No status promotion happens before this alignment compiles and has test coverage.
### 5. Verification model (design-level)
Batch 40 execution must be evidence-driven and include:
- per-feature verification loop
- per-test verification loop
- stub detection scan before any promotion
- build gate and targeted/full test gates
- checkpoint protocol between tasks
- status updates with hard limit of 15 IDs per command
## Risks and Mitigations
- Risk: large count of integration/cluster tests may encourage placeholder conversions.
Mitigation: mandatory anti-stub patterns and forced deferred-with-reason fallback.
- Risk: mapping/class drift between tracker metadata and code structure.

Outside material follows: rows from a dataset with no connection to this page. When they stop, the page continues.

PR #3999, opened 2022-04-07
[TD-959]: Add automation for running go mod tidy in release branches.

asutosh:
## Description
Add a GHA  workflow that will update go.mod and go.sum after running `go mod tidy`
on the current release branches.

## Related Issue
TD-959

## Motivation and Context
More details are in the associated issue.

## How This Has Been Tested
Can be tested once it's approved and merged to the appropriate release branches, and a commit is pushed to these
branches.

### DIFF
--- a/.github/workflows/go-mod-tidy.yml
+++ b/.github/workflows/go-mod-tidy.yml
@@ -1,0 +1,38 @@
+# This workflow will run on push to release-* branches, and runs a
+# go mod tidy on checked out source tree. If it causes go.mod or
+# go.sum to change - it would commit those changes.
+# This should take care of cherry-picked commits causing goreleaser
+# to fail with dirty git state errors.
+
+name: Tidy up go dependencies.
+
+on:
+  push:
+    branches:
+      - release-**
+
+jobs:
+  tidy:
+    runs-on: ubuntu-latest
+    steps:
+      - uses: actions/checkout@v3
+        with:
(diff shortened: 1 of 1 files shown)


Tyk-ITS:
Branch used: refs/pull/3999/merge
Commit:  
[Execution page](https://github.com/TykTechnologies/tyk/actions/runs/2110384832)

ermirizio (approved):
Changes looks good, we have discussed with @asutosh arround raising awareness of this workflow which will make commits into release branches automatically. This is important to realize when tagging. Just make sure devs understand this workflow could eventually "patch" a release branch when porting. So at the time of tag lets make sure we tag over the new patched commit if that situation happens.
Some automation can be built arround this but, may better leave it as it is for now until we experience a lil bit more into this

alephnull (commented):
I have a philosophical objection to such automation. This is better served by a pre-commit hook.

ermirizio:
@alephnull we did consider the pre-hook option, but this won't work in case the release but (/release command) is used to port changes to a release branch. Unless there's a way to configure the bot to call the pre-commit hook. Also I'm concerned that hooks are not enforceable ( on non enterprise gh orgs) , so we'll need to trust on ppl goodwill and memory.
I would say lets create the pre-commit web-hook script as main tool but leave the workflow as fallback mechanism

alephnull:
My point is that it is too late to run such basic things after cherry picking a commit to a release branch.

PR #4097, opened 2022-06-01
TT-5017 Bugfix APIs with same domain and different mTLS rules

tbuchaillot:
When client does the HTTPS call, process of initiating connection call TLS Handshake. Before sending any HTTP data, client need to validate server certificates. In case of Mutual TLS, there is additional step which require server to validate client certificate too.

By default client should not send any certificates, so if server needs to explicitly tell client if certificate is required or not.
During the initial handshake server should respond to the client with the flag that indicated need for client certificate.
This flag can have the following values: "not need", "ask but not verify" (do not validate certificate on TLS handshake, and just forward it to HTTP level, so maybe some application logic can use this data), "ask and verify" (to not let request go to HTTP level, if certificate is not in the list of allowed certs, during TLS handshake)

We see the log line from client which says that we trying to make a call with client cert, and after you see log from the server saying that request has not any cert. This specific bug which we see happen because bug in the logic which decide which flag to send, and sends "not needed" flag, so even if you try to set "Certificate" propery when you make the request from client side, client after getting from server such flag, just do not send this certificate.

Why not always send "ask but not verify"? Because Web browsers. When users try to access such APIs, start showing you [following popup]( https://d3i71xaburhd42.cloudfront.net/04471d3bfde6cc2fce10d8e2ebf7c6b0364c6efa/7-Figure2-1.png. ) on each API use. E.g. they will ask you to specify the certificate. So we should be very careful, that we send the right certificate to the right API.
So the goal of the Tyk is based on the current domain (the only information available during the handshake), decide which API user trying to access, and if it has mTLS or not.

And things can get quite complex, what if you have multiple APIs on the same domain, but one has mTLS and another not? What if their domain is just empty? So we apply quite complex logic to resolve all these conflicts and do the right choice.

-  If it detected that with the given domain in mind, there is no APIs matching, send a "not needed flag". 

- If there is only ONE match, then validate the client on TLS level (the safest approach), and the "ask and verify" flag.

- And finally, if there is a conflict, and there are multiple APIs matching the given domain, and one of them uses mTLS and one not, send "ask but not verify", so we will still have a client certificate, but after it will jump to specific HTTP level middleware, and based on listen path, it will pinpoint the API we need, and will perform certificate check on HTTP level.

In 3.0.X we implemented a fix, which fixed mTLS for the domains which contain regexp.

But seems like it introduced a bug, so when you have multiple APIs with same domain, and diffrent mTLS rules, depending on API load order, it can send "not needed" flag. E.g. for the given domain we pick the first API in the list, without mTLS and not the one with mTLS.

This fix itself, it detects if API even have domain with regexp, and if not it rollbacks the logic we had previously (and it is actually also faster), and if it has regexp apply some specific logic (and we also fixed the bug there, to ensure that even if there were multiple matches, pick the "flag" value with the most priority).

## Related Issue

https://tyktech.atlassian.net/browse/TT-5017
## Motivation and Context

https://tyktech.atlassian.net/browse/TT-5017
## Types of changes

## Checklist

  - [ ] `go fmt -s`
  - [ ] `go vet`


Tyk-ITS:
Branch used: refs/pull/4097/merge
Commit: a97dd1230c33140de57ff1b969bf3299e6f0f53f 
Triggered by: pull_request (@tbuchaillot)
[Execution page](https://github.com/TykTechnologies/tyk/actions/runs/2421178410)

Tyk-ITS:
Branch used: refs/pull/4097/merge
Commit:  
Triggered by: pull_request (@tbuchaillot)
[Execution page](https://github.com/TykTechnologies/tyk/actions/runs/2421159813)

Tyk-ITS:
Branch used: refs/pull/4097/merge
Commit: bb78023f1672e9af6cddca5f525f3aeef6567d5a 
Triggered by: pull_request (@tbuchaillot)
[Execution page](https://github.com/TykTechnologies/tyk/actions/runs/2429690015)

Tyk-ITS:
Branch used: refs/pull/4097/merge
Commit: f24314153af916fe94ac4a9be0fff971e1ec1592 
Triggered by: pull_request (@tbuchaillot)
[Execution page](https://github.com/TykTechnologies/tyk/actions/runs/2433942323)

sredxny (approved):
lgtm.

@buger @ilijabojanovic once we have information on how to replicate we will need to write unit tests for those use-cases

sredxny:
@buger could you review please? so we can add it to tyk 4.1

Tyk-ITS:
Branch used: refs/pull/4097/merge
Commit: 62aa91fd0afaaa4e80627eb0faf55621a2d1a5bc 
[Execution page](https://github.com/TykTechnologies/tyk/actions/runs/2448412393)

buger (approved):

Tyk-ITS:
Branch used: refs/pull/4097/merge
Commit: ebbfa9ffafb05079eddc63970f7103579a19cdd3 
[Execution page](https://github.com/TykTechnologies/tyk/actions/runs/2455730546)

tbuchaillot:
Cherry picked to `release-4-lts`

PR #4103, opened 2022-06-02
bugfix: Downgrade protobuf version for python 3.7

ermirizio:
Protobuf version major update introduces breaking changes against python 3.7 we need to downgrade in order to fix GW container not starting.

More info: https://developers.google.com/protocol-buffers/docs/news/2022-05-06#python-updates


buger:
👍🏻

buger (approved):

PR #4129, opened 2022-06-14
Cleanup oas gateway tags

furkansenharputlu:


Tyk-ITS:
Branch used: refs/pull/4129/merge
Commit:  
[Execution page](https://github.com/TykTechnologies/tyk/actions/runs/2496607451)

apidef/oas/server.go
```diff
@@ -114,17 +118,14 @@ type GatewayTags struct {
 
 func (gt *GatewayTags) Fill(api apidef.APIDefinition) {
 	gt.Enabled = !api.TagsDisabled
-	if api.Tags == nil {
-		api.Tags = []string{}
-	}
 	gt.Tags = api.Tags
+	if gt.Tags == nil {
```
titpetric, line 122: We don't need to allocate, removed both cases

furkansenharputlu: yes, but schema fails when it is null. I don't know maybe we should change schema

apidef/oas/server.go
```diff
@@ -58,8 +59,11 @@ func (s *Server) ExtractTo(api *apidef.APIDefinition) {
 	if s.ClientCertificates != nil {
 		s.ClientCertificates.ExtractTo(api)
 	}
+
 	if s.GatewayTags != nil {
 		s.GatewayTags.ExtractTo(api)
+	} else {
+		api.TagsDisabled = true
```
titpetric, line 66: The nil check should be the responsibiity of ExtractTo(), as the responsibility to fill apidef is there

gateway/api_test.go
```diff
@@ -2038,10 +2038,6 @@ func TestOAS(t *testing.T) {
 				Value: "/oas-api/",
 				Strip: false,
 			},
-			GatewayTags: &oas.GatewayTags{
```
titpetric, line 2041: Removed in PR

gateway/api_test.go
```diff
@@ -2193,76 +2189,6 @@ func TestOAS(t *testing.T) {
 				})
 			})
 
-			t.Run("with oas and gateway tags enabled", func(t *testing.T) {
```
titpetric, line 2196: I'd like to keep this one but move it accordingly. It tests acceptance of inputs and outputs via API and provides a contract of implementation.

gateway/api_test.go
```diff
@@ -2461,10 +2387,6 @@ func TestOAS(t *testing.T) {
 			fillPaths(&apiInOAS)
 			tykExt := apiInOAS.GetTykExtension()
 			tykExt.Info.Name = "patched-oas-api"
-			tykExt.Server.GatewayTags = &oas.GatewayTags{
```
titpetric, line 2464: Removed in PR

gateway/api_test.go
```diff
@@ -2482,16 +2404,11 @@ func TestOAS(t *testing.T) {
 
 			tykExt := apiInOAS.GetTykExtension()
 			delete(apiInOAS.ExtensionProps.Extensions, oas.ExtensionTykAPIGateway)
-			tykExt.Server.GatewayTags = &oas.GatewayTags{
```
titpetric, line 2485: Removed in PR

apidef/oas/server.go
furkansenharputlu: it is also outside in your PR, the only difference here we set `true` in `else` case because of reverse logic bool.

gateway/api_test.go
```diff
@@ -2518,14 +2435,7 @@ func TestOAS(t *testing.T) {
 
 			expectedTykExt.Server.ListenPath.Value = listenPath
 			expectedTykExt.Upstream.URL = upstreamURL
-			expectedTykExt.Server.CustomDomain = &oas.Domain{
-				Enabled: true,
-				Name:    customDomain,
-			}
-			expectedTykExt.Server.GatewayTags = &oas.GatewayTags{
```
titpetric, line 2525: Removed in PR but, styling wise:

- tags should be defined multi-line, so they are friendly to read (one field per line)
- tags should always define full name keys e.g. none of {true, customDomain} (not the case here)

Ideally we'd run a LSC change that expands all structs in the codebase... one day.

furkansenharputlu: Think of it calling a constructor function. When it has short amount of fields to set, it is ok to set in one line like a constructor.

Tyk-ITS:
Branch used: refs/pull/4129/merge
Commit: ba23ec121417b7607637e5a16434f6d3ce510850 
[Execution page](https://github.com/TykTechnologies/tyk/actions/runs/2496757855)

apidef/oas/oas_test.go
```diff
@@ -33,6 +29,7 @@ func TestOAS(t *testing.T) {
 		var resultOAS OAS
 		resultOAS.Fill(convertedAPI)
 
+		emptyOASPaths.Extensions = nil
```
titpetric, line 32: Shared value here with next test(s)

titpetric: Cleaned this up in an additional commit in the PR.

apidef/oas/root_test.go
```diff
@@ -16,7 +16,6 @@ import (
 func TestXTykAPIGateway(t *testing.T) {
 	t.Run("empty", func(t *testing.T) {
 		var emptyXTykAPIGateway XTykAPIGateway
-		Fill(t, &emptyXTykAPIGateway.Server.GatewayTags, 0)
```
titpetric, line 19: Removed in PR

apidef/oas/security_test.go
```diff
@@ -418,19 +418,13 @@ func TestOAS_OAuth(t *testing.T) {
...
-					Tags:    []string{},
-				},
 			},
 		},
 	}
 
 	var api apidef.APIDefinition
 	oas.ExtractTo(&api)
 
-	assert.False(t, api.TagsDisabled)
```
titpetric, line 432: This tests a default assertion. Unless we change the default, and it's not likely, the test verifies it.

apidef/oas/server.go
titpetric: Implementing as-is, leaving for code-improvement sprints.

titpetric: @furkansenharputlu actually no, the default gateway behavior is to have DisableTags=false (zero value)?

apidef/oas/server.go
titpetric: it's not null, it's cleared based on len(tags)==0 :+1:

Mitigation: explicit mapping-alignment task before major implementation.
- Risk: broad behavioral surface across parser/session/JSA code paths.
Mitigation: 4 feature groups with mandatory checkpoint gates after each task.
## Non-Goals
- Executing Batch 40 in this planning session.
- Re-scoping IDs outside Batch 40.
- Mass-promoting statuses without per-item evidence.